To compare the outcomes in patients with diabetic macular edema (DME) treated with intravitreal dexamethasone implants and intravitreal bevacizumab injections. Methods
A retrospective cohort study was designed using 66 patients with DME treated with intravitreal dexamethasone (n = 35; 35 eyes) and intravitreal bevacizumab (n = 31; 31 eyes). Post-treatment changes in hyperreflective foci in the inner and outer retina were characterized using optical coherence tomography, central macular thickness, outer limiting membrane, and photoreceptor inner segment-outer segment junctions. Visual acuities were analyzed 4 weeks after bevacizumab injections and 8 weeks after dexamethasone injections. Results
Both groups showed a decrease in the number of hyperreflective foci after treatment: from 10.6 ± 11.8 to 6.3 ± 5.9 ( p = 0.005) in the intravitreal dexamethasone implant group and from 11.6 ± 8.5 to 7.7 ± 6.7 ( p < 0.001) in the intravitreal bevacizumab injection group. The mean central macular thickness in the dexamethasone group changed significantly from 586.8 µm to 297.7 µm after treatment and the visual acuity improved significantly from 0.33 logMAR to 0.38 logMAR after treatment ( p < 0.001 and p = 0.018, respectively).
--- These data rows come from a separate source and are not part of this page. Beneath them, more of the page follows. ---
Issue #3198, opened 2023-10-28
Xlib must die


notgull:
Xlib is the legacy strategy for interacting with the X server. It has since been replaced by libxcb, which is lighter and has fewer soundless holes. [`x11rb`](https://github.com/psychon/x11rb) wraps around `libxcb` and reimplements the protocol parsing logic in safe Rust, further reducing the number of places where unsound logic can occur.

List of places in `winit` where Xlib still lurks:

- Event handling and IME (fixed in https://github.com/rust-windowing/winit/pull/3122)
- Cursor handling code (could use https://github.com/esposm03/xcursor-rs instead)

The mean central macular thickness in the bevacizumab group showed a significant decrease from 467.1 µm to 353.2 µm after treatment ( p < 0.001), but there was no significant change in the visual acuities: 0.34 logMAR to 0.32 logMAR after treatment ( p = 0.464). Conclusions
Both intravitreal dexamethasone implants and bevacizumab treatments in patients with DME showed improved outcomes including a decrease in hyperreflective foci shown by optical coherence tomography.